This second contribution to our symposium on Governing the Feminist Peace comes from Nicole George at the University of Queensland. Nicole is Associate Professor of Peace and Conflict Studies at the School of Political Science and International Studies at the University of Queensland, where she is also Director of Research. Nicole’s research focuses on the gendered politics of conflict and peacebuilding, violence, security and participation. Since the early 2000s, she has conducted research in the Pacific Islands region focusing on gender politics, gendered security and post conflict transition in Fiji, New Caledonia, Bougainville and Solomon Islands.
In their new book, Governing the Feminist Peace (Columbia University Press, 2024). Paul Kirby and Laura Shepherd draw on the concept of a policy ecology to frame their powerful account of the institutionalisation of the WPS agenda.
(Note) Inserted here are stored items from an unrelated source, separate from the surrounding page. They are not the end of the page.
PR #379, opened 2021-11-15
Implement backtrace observers for crash dedupe

yussf:
Draft for a NewHashFeedback and a StacktraceObserver


libafl/Cargo.toml
```diff
@@ -58,6 +58,8 @@ num_enum = { version = "0.5.1", default-features = false }
 typed-builder = "0.9.0" # Implement the builder pattern at compiletime
 ahash = { version = "0.7", default-features=false, features=["compile-time-rng"] } # The hash function already used in hashbrown
 intervaltree = { git = "https://github.com/andreafioraldi/rust-intervaltree", version = "0.2.6", default-features = false, features = ["serde"] }
+digest = "0.9.0"
```
domenukk, line 61: This appears to be unused

libafl/Cargo.toml
```diff
@@ -58,6 +58,8 @@ num_enum = { version = "0.5.1", default-features = false }
...
+backtrace = "0.3.0"
```
domenukk, line 62: Needs to be `optional = true` and only enabled for `std`. We can get rid of the `backtrace` in unix (below), then

libafl/src/feedbacks/stacktrace.rs
```diff
@@ -0,0 +1,72 @@
...
+    events::EventFirer,
+    executors::ExitKind,
+    feedbacks::Feedback,
+    inputs::Input,
+    observers::{ObserversTuple, StacktraceObserver},
+    state::HasClientPerfMonitor,
+    Error,
+};
+
+/// A [`StacktraceFeedback`] reduces the timeout value of a run.
```
domenukk, line 17: The comment seems outdated,
Maybe something similar to above (`The StacktraceFeedbacks uses the backtrace hash and a hashset to only keep novel cases`)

This approach allows them to tell a story of Women, Peace and Security (WPS) policy evolution that is characterised by competing interests and sites of influence. In addition to their analysis of the form and impact of the 10 UN Security Council resolutions on WPS since 2000, the policy ecology methodology is deployed by Kirby and Shepherd to explain the proposed inclusions that were subsequently written out of WPS resolutions, the varying ways in which states have localised WPS through National Action Plans and the critique that has responded to WPS policy frames and implementation from within advocacy and academic circles.
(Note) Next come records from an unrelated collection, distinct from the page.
PR #381, opened 2021-11-16
Fix windows Timeout

### LINKED ISSUE #361: DeleteTimerQueueTimer fails of ERROR_EXCL_SEM_ALREADY_OWNED
**IMPORTANT**
yes

**Describe the bug**
Reported by @expend20 
DeleteTimerQueueTimer fails of error code 101 (ERROR_EXCL_SEM_ALREADY_OWNED)
at this line
https://github.com/AFLplusplus/LibAFL/blob/32b8f838ae0e327fd9313401b7fa565ac4546143/libafl/src/executors/timeout.rs#L131

maybe we can just retry calling it as suggested here, which would wait for the semaphore owned by other thread to be released

https://docs.microsoft.com/en-us/windows/win32/api/threadpoollegacyapiset/nf-threadpoollegacyapiset-deletetimerqueuetimer

> If the error code is ERROR_IO_PENDING, it is not necessary to call this function again. For any other error, you should retry the call.

I remember libfuzzer uses similar WinAPI but they never reset the timer ??
https://github.com/llvm-mirror/compiler-rt/blob/69445f095c22aac2388f939bedebf224a6efcdaf/lib/fuzzer/FuzzerUtilWindows.cpp#L85

tokatoka:
Closes #361
The fuzzer stops using any windows api calls for the timeout anymore,
Instead it checks the elapsed time before and after calling the harness function and raise an exception to transfer to the timeout handler if the execution is too long.


tokatoka:
ok this is not what we want 😩. we still need CreateTimerQueueTimer

tokatoka:
I'll work on another branch based on 54f5ef5

PR #1448, opened 2023-08-23
Windows dependency upgrade

domenukk:
Let's see if this builds?


domenukk:
@tokatoka we don't run any fuzzers on Windows in CI, right?

tokatoka:
we run frida_libpng in windows ci

PR #1458, opened 2023-08-24
Create _std public methods on TunableMutationalStage

domenukk:
This fixes usability problems after #1437 (for my usecase) by adding _std methods

### DIFF
--- a/libafl/src/stages/tuneable.rs
+++ b/libafl/src/stages/tuneable.rs
@@ -314,7 +314,7 @@ where
         Self::transforming(state, mutator, name)
     }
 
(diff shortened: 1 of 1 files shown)


domenukk:
@wtdcode fyi

(how do you use self on stages in the first place?)

domenukk:
Ah, in our usecase we set it on the fly during fuzzing

wtdcode:
> Ah, in our usecase we set it on the fly during fuzzing

I understand the use case but still it's possible by the module level methods, no?

domenukk:
Yes it's possible but looks a bit ugly imho

wtdcode:
I see, make sense

PR #1460, opened 2023-08-24
bolts: disable build for rust < 1.70 proposal.

devnexen:
mostly due std::cell namespace introduction in the 1.70 version. as rust versions evolve fast enough, it might be easier than having conditional dependency on he old once_cell crate.


devnexen:
mostly openbsd (stable release) at the moment, next release expected ~mid autumun.

domenukk:
TIL. This is good.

Governing the Feminist Peace, provides a detailed, and powerful account of the ways that the feminist agenda for peace has been broadened and constrained through institutionalisation at international and national scales of policymaking. Chapter 4 maps the agenda as it is formally articulated in relevant policy documents produced by the UN itself, and within National Action Plan policy. It shows that the policy agenda is dynamic and responsive; one that has evolved, over time, to recognise LGBTQI issues, the impacts of colonialism, the politics of race, and the standing of men and boys (75). This chapter also demonstrates how the agenda has been expanded to take in new considerations beyond those that were considered in the foundational resolution of 2000, including clauses on climate change, sexual and reproductive rights, the status of refugees and internally displaced peoples, or terrorism and political extremism (77).
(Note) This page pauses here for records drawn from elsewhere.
PR #1461, opened 2023-08-24
Add generic cmp observer metadata, rename cmp observers, fix cmplogmap reset

novafacing:
Renames:

- `ForkserverCmpObserver` to `StdCmpObserver`
- `AFLppForkserverCmpObserver` to `AFLppCmpObserver`

Adds:

- `CmpObserverMetadata` trait, which defines a metadata that can have cmp information added to it from a `CmpObserver`, along with some auxiliary data type which right now is only used for `AFLppCmpObserver`'s `original` field, but can be used for whatever custom thing users want
- Some accessor/setter methods for various CmpMap related structs, to make it easier for consumers of these structs to set them via other means than instrumentation (for example, I set them by tracing execution in a simulator, which modifies the map, but I had to cast it to a copy of the type with `pub` fields. This solves that and reduces my hackiness)

Fixes:

- Zeroed assignment fixed in #1443 is also now fixed in CmpLogMap


domenukk:
Awesome!

```rust
error[E0432]: unresolved import `libafl::prelude`
  --> libafl_targets/src/cmplog.rs:12:5
   |
[12](https://github.com/AFLplusplus/LibAFL/actions/runs/5968828500/job/16193481867?pr=1461#step:15:13) |     prelude::CmpValuesMetadata,
   |     ^^^^^^^ could not find `prelude` in `libafl`
```

Can't haz prelude in the lib

novafacing:
Now I'm confused why this builds for me locally, RIP.

Will fix :)

domenukk:
This will generally build (the prelude feature is set by default), just not if you build with `--no-default-features`

libafl/src/observers/cmp.rs
```diff
@@ -725,14 +944,74 @@ impl Debug for AFLppCmpVals {
...
     vals: AFLppCmpVals,
 }
 
+impl AFLppCmpMap {
+    #[must_use]
+    /// Instantiate a new boxed zeroed `AFLppCmpMap`. This should be used to create a new
+    /// map, because it is so large it cannot be allocated on the stack with default
+    /// runtime configuration.
+    pub fn boxed() -> Box<Self> {
+        unsafe { Box::from_raw(alloc_zeroed(Layout::new::<AFLppCmpMap>()) as *mut AFLppCmpMap) }
```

On the other hand, the challenges of institutionalisation are made clear through investigation of what Kirby and Shepherd refer to as the “hegemonies” and “abolitions” that can also be traced within the WPS policy ecology (217). For example, the mapping exercise in Chapter 4 also shows, that although “new” issues of concern may be mentioned in WPS policy documents in the period from 2000-2020, these do not displace or challenge the prominence of references to sexual violence which remain consistent in policy documents throughout the period in question and equal in number to all other “new” issues mentioned in WPS policy documents. This finding echoes a long-standing feminist critique of the ways the protection agenda has been used to reinforce the trope of gendered vulnerability and victimhood in conflict that concurrently diminishes women’s agency and capacities for leadership (e.g. Reilly 2018).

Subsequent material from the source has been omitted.